(Information shown begins)

PR #1250, opened 2022-05-17
Disable sleep while queue items available

mordilion:
This change is disabling the Subscription-Polling-Sleep as long there are items in queues. If there are no items in queues, then the gathering of items is not constantly penetrating the Database.

We are using it already in our production environment and it works perfectly fine without any Database issues.


jprangenbergde:
I like!

makasim:
I've hesitated with merging this because I am not sure I can spot all the possible scenario and bugs it might introduce. 

On the other hand, I dont want to be a blocker for improvements. 

I can merge if you are sure it works well. 

Please tell.

mordilion:
@makasim we are using it in a productive environment already since the 10th January 2022 and we have daily between 200.000 and 300.000 items in ~40 queues. 

Based on that I am 100% sure that it works! :)

makasim:
@mordilion thanks!

makasim:
https://github.com/php-enqueue/enqueue-dev/releases/tag/0.10.17

mordilion:
@makasim thanks for merging it :)

PR #1258, opened 2022-06-14
Fix #1257

### LINKED ISSUE #1257: [Doctrine DBAL] Invalid timestamp of published_at value
https://github.com/php-enqueue/dbal/blob/d6c6d38290415d6383ab156a9cf580a99bd05522/DbalProducer.php#L65
```
        $publishedAt = null !== $message->getPublishedAt() ?
            $message->getPublishedAt() :
            (int) (microtime(true) * 10000)
        ;
```

microtime return value in seconds so the conversion to timestamp is invalid, ex : 16551970635236 -> GMT: Monday, 5 July 2494 17:37:15.236

andrewprofile:


andrewprofile:
@makasim I described the problem in issue #1257 :)

Steveb-p:
> @makasim I described the problem in issue #1257 :)
> 
> > microtime return value in seconds so the conversion to timestamp is invalid, ex : 16551970635236 -> GMT: Monday, 5 July 2494 17:37:15.236

The issue here is that without multiplication - that you're removing - precision of stored data suffers. Messages are stored with at most 1 second precision, which makes it impossible to maintain their order & `microtime()` is equivalent to `time()`.

I think the issue you're describing is actually valid, but not because of the code. It's because we've called this property "timestamp" while we intended to store a more precise value.

andrewprofile:
@Steveb-p Sorry it's my mistake. The property published_at suggests that it will be the date, but since you operate everywhere on timestamps, I assumed that in this case also to be able to get a specific date from it. But I already understand that this is not the point, but then there is some inconsistency because other values do not operate in such precision.

Steveb-p:
> @Steveb-p Sorry it's my mistake. The property published_at suggests that it will be the date, but since you operate everywhere on timestamps, I assumed that in this case also to be able to get a specific date from it. But I already understand that this is not the point, but then there is some inconsistency because other values do not operate in such precision.

If you find any discrepancy in this or other transports feel free to open an issue or discussion (which, btw, could be enabled @makasim, so issues don't get polluted by questions). I would not outright dismiss the notion that there might be differences :sweat_smile:

makasim:
@Steveb-p Enabled discussions https://github.com/php-enqueue/enqueue-dev/discussions

andrewprofile:
@Steveb-p I meant redeliverAfter or timeToLive properties, that's why I pointed it out and assumed it was an issue :)

PR #1265, opened 2022-07-20
feat: allow rdkafka key to be set through properties

qkdreyer:
Allow serialized envelopes having `properties.key` to be able to use the rdkafka key using https://github.com/sroze/messenger-enqueue-transport


qkdreyer:
nevermind, it is already possible through through https://github.com/sroze/messenger-enqueue-transport#configure-custom-kafka-message

PR #1281, opened 2022-12-23
Add setting subscription attributes to Sns and SnsQs

andrewmy:
Not sure yet whether to add the support for attributes to `subscribe` as well, out of scope I guess.

### DIFF
--- a/composer.json
+++ b/composer.json
@@ -130,6 +130,9 @@
       "ext-mongo": "1.6.14",
       "ext-sockets": "1"
     },
-    "prefer-stable": true
+    "prefer-stable": true,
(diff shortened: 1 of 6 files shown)


andrewmy:
Hello @makasim, we're experimenting with SNS/SQS filtering, and this change is quite necessary to make it possible. Thanks!

Also please take another look at the PR from my coworker :) https://github.com/php-enqueue/enqueue-dev/pull/1283

makasim:
splitted https://github.com/php-enqueue/snsqs/commit/ebd34b8666a7107c6f2c70d792f050c7472dec95

PR #1284, opened 2023-02-08
Fix AWS SDK token parameter

andrewmy:
It looks like in recent versions the AWS SDK started enforcing parameter types, breaking our CI.

> `InvalidArgumentException: Invalid configuration value provided for "token". Expected Aws\Token\TokenInterface|Aws\CacheInterface|array|bool|callable, but got string(0) ""`

When passing `false`, it still breaks:
> `InvalidArgumentException: Token must be an instance of Aws\Token\TokenInterface, an associative array that contains "token" and an optional "expires" key-value pairs, a token provider function, or false.`

So let's just skip it in tests.


andrewmy:
@makasim could you please review? Thanks!

makasim:
@andrewmy thanks

PR #1292, opened 2023-03-23
pkg PHP 8.1 and 8.2 support

snapshotpl:
Also fix with wrong phpunit cli call with wrong parameter.


makasim:
Thanks!

snapshotpl:
@makasim can you release this one, to see how subrepositories now pass tests?

PR #676, opened 2018-05-07
Config: Read MongoDB URL from config files too.

Rae2che5:
This turned out to be useful in some local work. By reading the MongoDB URLs via `nconfig`, we gain the ability to specify them on the command line or in config files -- while still respecting the previous environment variables, so that the patch hopefully does not break anybody's setup.


Rae2che5:
@calculuschild, if this looks safe to you perhaps we can merge it?

PR #677, opened 2018-05-07
Fix property name break-inside

ericscheid:
https://github.com/stolksdorf/homebrewery/issues/595


ericscheid:
Might as well..

>-webkit-column-break-inside: avoid; /* Chrome, Safari, Opera */
>          page-break-inside: avoid; /* Firefox */
>               break-inside: avoid; /* IE 10+ */

Rae2che5:
Thanks, lgtm now. I've tested to some extent, but mainly by validating that things don't break. @stolksdorf, @calculuschild -- do you agree this is safe to merge?

calculuschild:
This looks good to me. I don't see anything breaking on my end.

Issue #230, opened 2016-11-16
HTML Validator flagging custom tags starting with "a" as unmatched opening tag


calculuschild:
In my brew, I have made use of custom HTML tags to generate small icons inline with the text.  One of these icons is named < airEl >, and the HTML validator is flagging every use of this tag as "Unmatched opening tag, 'a' tag".  There doesn't seem to be an issue on the other custom tags (such as < fireEl >)

### Additional Details

**Share Link** : http://homebrewery.naturalcrit.com/share/SyEA7MxL (this might be temporarily changed to <bair> to avoid the issue so I can work on my brew.  Problem code is pasted below, but my HTML tags are not appearing in the code preview for some reason, so I replaced the leading < with a ( to keep them from hiding.)

or

**Brew code to reproduce** : <details><summary>Click to expand</summary><code><pre>

<style>
airEl {
	background-image: url(https://d30y9cdsu7xlg0.cloudfront.net/png/281535-200.png);
    background-size: 14px 14px;
    background-repeat: no-repeat;
    display:inline-block;
    width:14px;
    height:14px;
    vertical-align: text-top;
    color: transparent;
}

fireEl {
	background-image: url(https://d30y9cdsu7xlg0.cloudfront.net/png/96564-200.png);
    background-size: 14px 14px;
    background-repeat: no-repeat;
    display:inline-block;
    width:14px;
    height:14px;
    vertical-align: text-top;
    color: transparent;
}
<style>

There are two primary essences that can be extracted from potent herbs, fungus, or animal parts for use as alchemical components: (airEl>(/airEl>**air**, and (fireEl>(/fireEl>**fire**.

</pre></code></details>

ericscheid:
This looks to be fixed in PR https://github.com/naturalcrit/homebrewery/pull/678

PR #678, opened 2018-05-07
Tag validation: Fix handling of <aside>/<a> and similar tags

Rae2che5:
Port of #432 to current master, including some tests.

### DIFF
--- a/shared/naturalcrit/markdown.js
+++ b/shared/naturalcrit/markdown.js
@@ -20,6 +20,11 @@ const tagRegex = new RegExp(`(${
 		return `\\<${type}\\b|\\</${type}>`;
 	}).join('|')})`, 'g');
 
+// Special "void" tags that can be self-closed but don't need to be.
+const voidTags = new Set([
+	'area', 'base', 'br', 'col', 'command', 'hr', 'img',
+	'input', 'keygen', 'link', 'meta', 'param', 'source'
+]);
 
 module.exports = {
 	marked : Markdown,
@@ -29,6 +34,7 @@ module.exports = {
 
 	validate : (rawBrewText)=>{
 		const errors = [];
+		// We validate line by line.
 		const leftovers = _.reduce(rawBrewText.split('\n'), (acc, line, _lineNumber)=>{
 			const lineNumber = _lineNumber + 1;
 			const matches = line.match(tagRegex);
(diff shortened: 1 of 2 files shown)


calculuschild:
This looks fine, but I wonder if it would be helpful to handle more than just `span`, `div`, and `a`. I know that at the very least the `style` tag gets used a lot, and I've seen a few brews that use `<i>` or `<b>` instead of the markdown syntax. I myself have a few brews that use some custom tags as a shorthand for special icons.

Rae2che5:
OK, I've generalised the validation to handle arbitrary tags, not just the three listed tags. [Fortunately I had written some tests for the first, smaller change -- getting them to pass again was very helpful in terms of getting this right!]

calculuschild:
Good good!

Now, I just thought of one last thing.... What about something like `<br>` which is often written without the self-closing tag? As it is, `<br>` would be tagged as missing a closing tag, no? Same with `` I think... it's technically correct without the self-closing tag.

I don't know a graceful way to handle those, other than to special-case them, or maybe change the error message to say that they need to self-close those tags.  What do you think?

Here's a list I found of "void" HTML tags that can be self-closed but don't technically need to be:

> The void elements in HTML 4.01/XHTML 1.0 Strict are area, base, br, col, hr, img, input, link, meta, and param. HTML5 currently adds command, keygen, and source to that list. (http://www.456bereastreet.com/archive/201005/void_empty_elements_and_self-closing_start_tags_in_html/)

calculuschild:
Hmmm... That's tricky. I think overall we should be aiming for a system that functions correctly and is prone to fewer errors; a large portion of the userbase is not fluent with HTML syntax and frequently run into these issues that end up crashing their documents, or give them unexpected behavior that they get around by applying even worse HTML or CSS stylings.  So, yes, I personally think it is for the best to guide users toward valid syntax at the cost of some brews getting error popups now.

Perhaps we can make that error bar a bit less obnoxious by adding a button to close it. That way, if the document *seems* fine, the users can still choose to ignore it at their own risk; the brew should still render the same as it always has otherwise, right?

Rae2che5:
I can certainly see how hard it is to make the error dismissable.

Rae2che5:
@calculuschild I've now added support for void tags (see new test).

I continue to be slightly uneasy about detecting many more of these errors. On the one hand, it's definitely better to be up-front about the fact that the user made a mistake, but on the other regex-based validation of HTML will never be perfect (see e.g. the test in f7df192), and invalidating existing docs is a rather breaking change.

On the whole, though, I think I'd support just making the validation stricter. It'd be great if you could try this on as many brews as you have locally. @stolksdorf, is there a way of automatically testing how many existing brews it would report new errors on? [Do we consider brews on homebrewery.com "public" enough for this to be OK to do?]

Rae2che5:
Right. I meant to look into how hard that would be (or indeed whether the errors are blocking for things like PDF generation, beyond, of course, the risk of bad HTML they expose); that kind of slipped off my radar. I'll dig into it a bit.

ericscheid:
This will also fix issue https://github.com/naturalcrit/homebrewery/issues/230, right?

calculuschild:
Yes I think so. This probably needs to be checked to make sure it still solves the problem but it would be nice to merge this.

calculuschild:
Closing this in favor of #1583

PR #679, opened 2018-05-07
Fix calculation of currently-viewed page.

Rae2che5:
Previously, this relied on a hard-coded constant determining the
height of a page. However, that's unnecessary -- we know the scroll
height of the window and the number of pages, so we can compute it.

This addresses the problem reported in #669 in perhaps a more principled way.

@stolksdorf, I'd appreciate your thoughts on this one. I'm not familiar enough with react stuff to judge whether what I did is always safe. The semantic change is in the `handleScroll` function; the rest of the diff merely removes the now-unused `pageHeight` attribute.

### DIFF
--- a/client/homebrew/brewRenderer/brewRenderer.jsx
+++ b/client/homebrew/brewRenderer/brewRenderer.jsx
@@ -36,7 +36,6 @@ const BrewRenderer = createClass({
 		};
 	},
 	height     : 0,
-	pageHeight : PAGE_HEIGHT,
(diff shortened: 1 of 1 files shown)


calculuschild:
This looks good to me and makes a lot more sense. It was mentioned in #669 that the scrolling has also become laggy, but I notice the same lag on the live site after a document reaches about 1,200 lines, and gets progressively worse with more pages. I think that is a separate optimization issue.

PR #685, opened 2018-05-10
Throttle handleScroll function

calculuschild:
Hopefully reduce number of style recalculations due to accessing the DOM and speed up FPS when scrolling.

### DIFF
--- a/client/homebrew/brewRenderer/brewRenderer.jsx
+++ b/client/homebrew/brewRenderer/brewRenderer.jsx
@@ -76,7 +76,7 @@ const BrewRenderer = createClass({
 		this.setState({
 			viewablePageNumber : Math.floor(e.target.scrollTop / this.pageHeight)
 		});
-	},100),
+	}, 100),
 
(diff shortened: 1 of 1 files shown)


Rae2che5:
I like this more than the ad-hoc throttling in #684 (in particular, it will make sure we do update after a big scroll happens within the timeout). However, if #686 makes it unnecessary, perhaps we don't need to worry?

I'm still trying to reproduce the lag on some of my devices, with only occasional moderate success, so it's hard to tell...

Rae2che5:
Do we still think this is worth doing? On the whole I think I'm coming around to it -- there's some [discussions about throttling `onScroll` events](https://css-tricks.com/debouncing-throttling-explained-examples/) that are fairly convincing.

Stylistically, I'd slightly prefer to put the throttling in the `onScroll` handler registration, as `onScroll={_.throttle(this.handleScroll, 100)}`, rather than inline in `handleScroll` -- what do you think?

PR #686, opened 2018-05-10
Reduce repaints on scroll

calculuschild:
The `will-change` property allows the browser to optimize for smoother animations. This completely eliminates the scrolling stutter. Give it a whirl.

Had pull the page count and partial-page notification out of the BrewRenderer div because `will-change` messes up absolute positioning of child elements.

### DIFF
--- a/client/homebrew/brewRenderer/brewRenderer.jsx
+++ b/client/homebrew/brewRenderer/brewRenderer.jsx
@@ -25,6 +25,7 @@ const BrewRenderer = createClass({
 		return {
 			viewablePageNumber : 0,
 			height             : 0,
+			willChange		   : 'auto',
 			isMounted          : false,
 
 			usePPR : true,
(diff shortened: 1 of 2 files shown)


calculuschild:
Leaving `will-change: transform` active supposedly requires unnecessary "resources" which I am not exactly clear on. Everything I can find suggests that it is best practice to turn it on only when the animation will likely occur in the next few moments. I don't know if this means memory or CPU or what.

It doesn't look any different leaving it on all the time, and I honestly didn't see any "resource" issues, so maybe keeping it is fine. In that case we would just add it directly to the style sheet.

Now that you mention the keyboard scrolling, that's a really easy way to see the difference. Mouse over and scroll with the mouse wheel, then mouse away and scroll with the keyboard. On my machine it is pretty obvious that one is smoother than the other.

The source pane also has a similar scrolling lag, so we can probably work on adding it there as well.

calculuschild:
@mlenser Does this fix the scrolling lag you mentioned earlier?

mlenser:
I'm on vacation so I won't be able to verify, sorry!

Rae2che5:
@calculuschild You're right, the contrast in scrolling with the keyboard when the pointer is in the render pane vs. when it is not is quite visible.

I think we should just add `will-change:transform` to the stylesheet unconditionally, for both the source pane and the render pane, until we discover a reason not to.

As an alternative, we could take a slightly pragmatic approach of "we'll set it to `transform` when a scroll event happens, and then return to `auto` after a second (or five) of no scroll events"; this should at least not permanently use whatever nebulous extra resources are consumed.

The patch might be something like this (on top of your branch):

```diff
diff --git a/client/homebrew/brewRenderer/brewRenderer.jsx b/client/homebrew/brewRenderer/brewRenderer.jsx
index 5b1a6d5..818d75f 100644
--- a/client/homebrew/brewRenderer/brewRenderer.jsx
+++ b/client/homebrew/brewRenderer/brewRenderer.jsx
@@ -62,10 +62,16 @@ const BrewRenderer = createClass({
 		});
 	},
 
+	resetWillChange : _.debounce(function() {
+		this.setState({ willChange: 'auto' });
+	}, 1000),
+
 	handleScroll : function(e){
+		this.setState({ 'willChange': 'transform' });
 		this.setState({
 			viewablePageNumber : Math.floor(e.target.scrollTop / e.target.scrollHeight * this.state.pages.length)
 		});
+		this.resetWillChange();
 	},
 
 	shouldRender : function(pageText, index){
@@ -127,27 +133,11 @@ const BrewRenderer = createClass({
 		return this.lastRender;
 	},
 
-	/**
-	* Optimize for smooth scrolling when mouse enters the rendering panel
-	**/
-	prepareScroll : function(){
-		this.setState({ willChange: 'transform' });
-	},
-
-	/**
-	* Unload smooth scrolling optimizations when mouse leaves rendering panel
-	**/
-	unprepareScroll : function(){
-		this.setState({ willChange: 'auto' });
-	},
-
 	render : function(){
 		return (
 			<React.Fragment>
 				<div className='brewRenderer'
 					onScroll={this.handleScroll}
-					onMouseOver={this.prepareScroll}
-					onMouseOut={this.unprepareScroll}
 					ref='main'
 					style={{ height     : this.state.height,
 							 willChange : this.state.willChange }}>
```

What do you think?

calculuschild:
@Rae2che5 Does this method you propose still have the smooth scrolling then? I don't have time to test it at the moment, but the documentation on `will-change` suggests that if you want the effect to work properly it needs to be enabled a few (~200) milliseconds before the animation occurs to allow for the optimizations to get loaded, otherwise you will get a little stutter at the beginning.

In any case, I think I'm in agreement that we should just add it to the stylesheet for now.

Rae2che5:
It's indeed laggy for the first ~200 milliseconds of scrolling, but becomes smooth thereafter. I don't think we can do better than that, given that keyboard scroll events are entirely unpredictable, so I'd like to think of it as a fallback if it turns out we don't want `will-change: transform` permanently.

calculuschild:
Ok, I have a new PR on #693 which just places `will-change` directly in the BrewRenderer style sheet.

I haven't tested it for the editor pane because we might have a similar issue with child elements having their absolute position broken and I haven't tested that yet.

PR #690, opened 2018-05-11
Revert "Fix duplicated text from Class Feature snippet"

Rae2che5:
Reverts stolksdorf/homebrewery#687

I hadn't rebuilt the bundle when I tested this. :-( It actually breaks all snippets, because `snippet.name` causes an exception -- `snippet` is undefined at that point.

@calculuschild, I'm also confused, because I don't see the duplication you described. Indeed `classfeature.gen.js` takes an argument, but [it is immediately overwritten](https://github.com/stolksdorf/homebrewery/blob/9519a0b4e4b6b4ecb06bb1fa45017112a8b95ec3/client/homebrew/editor/snippetbar/snippets/classfeature.gen.js#L5), so I don't think it can be responsible (on master) for the problem.

I'll merge this PR immediately, because it's a simple revert of something that breaks master.

### DIFF
--- a/client/homebrew/editor/snippetbar/snippetbar.jsx
+++ b/client/homebrew/editor/snippetbar/snippetbar.jsx
@@ -7,9 +7,7 @@ const cx    = require('classnames');
 const Snippets = require('./snippets/snippets.js');
 
 const execute = function(val, brew){
-	if(snippet.name == 'Table of Contents')
-		return val(brew);
-	else if(_.isFunction(val)) return val();
+	if(_.isFunction(val)) return val(brew);
 	return val;
 };
 


calculuschild:
Ok. Thanks for fixing that. I will double-check when I get back to my machine on the snippet.name. I wasn't seeing anything broken on my side so I might have forgotten to push up something.

To see the duplication issue, try typing something like "chicken nugget" into an empty brew document. Then, add in a "Class Feature" from the snippet bar. You should see a couple places in the generated text where you would expect "actuary" or whatever, but instead it will say "chicken nugget". Now add another Class Feature. You should have a giant mess with multiple copies of the text embedded within the new Class Feature. This happens for me both on the live site and on master. Could you double-check that this doesn't happen on your end?

You are right, the argument is immediately overwritten. *However*, the "brew" argument is a React prop, which is immutable, so the overwrite doesn't actually occur.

(Information shown ends)

### Assigned task:
In the data above, find the line with "Fix calculation of currently-viewed page." and the line with "Do we still". Retype both, plus every line between them, exactly.

### Written answer:
Fix calculation of currently-viewed page.

Rae2che5:
Previously, this relied on a hard-coded constant determining the
height of a page. However, that's unnecessary -- we know the scroll
height of the window and the number of pages, so we can compute it.

This addresses the problem reported in #669 in perhaps a more principled way.

@stolksdorf, I'd appreciate your thoughts on this one. I'm not familiar enough with react stuff to judge whether what I did is always safe. The semantic change is in the `handleScroll` function; the rest of the diff merely removes the now-unused `pageHeight` attribute.

### DIFF
--- a/client/homebrew/brewRenderer/brewRenderer.jsx
+++ b/client/homebrew/brewRenderer/brewRenderer.jsx
@@ -36,7 +36,6 @@ const BrewRenderer = createClass({
 		};
 	},
 	height     : 0,
-	pageHeight : PAGE_HEIGHT,
(diff shortened: 1 of 1 files shown)


calculuschild:
This looks good to me and makes a lot more sense. It was mentioned in #669 that the scrolling has also become laggy, but I notice the same lag on the live site after a document reaches about 1,200 lines, and gets progressively worse with more pages. I think that is a separate optimization issue.

PR #685, opened 2018-05-10
Throttle handleScroll function

calculuschild:
Hopefully reduce number of style recalculations due to accessing the DOM and speed up FPS when scrolling.

### DIFF
--- a/client/homebrew/brewRenderer/brewRenderer.jsx
+++ b/client/homebrew/brewRenderer/brewRenderer.jsx
@@ -76,7 +76,7 @@ const BrewRenderer = createClass({
 		this.setState({
 			viewablePageNumber : Math.floor(e.target.scrollTop / this.pageHeight)
 		});
-	},100),
+	}, 100),
 
(diff shortened: 1 of 1 files shown)


Rae2che5:
I like this more than the ad-hoc throttling in #684 (in particular, it will make sure we do update after a big scroll happens within the timeout). However, if #686 makes it unnecessary, perhaps we don't need to worry?

I'm still trying to reproduce the lag on some of my devices, with only occasional moderate success, so it's hard to tell...

Rae2che5:
Do we still think this is worth doing? On the whole I think I'm coming around to it -- there's some [discussions about throttling `onScroll` events](https://css-tricks.com/debouncing-throttling-explained-examples/) that are fairly convincing.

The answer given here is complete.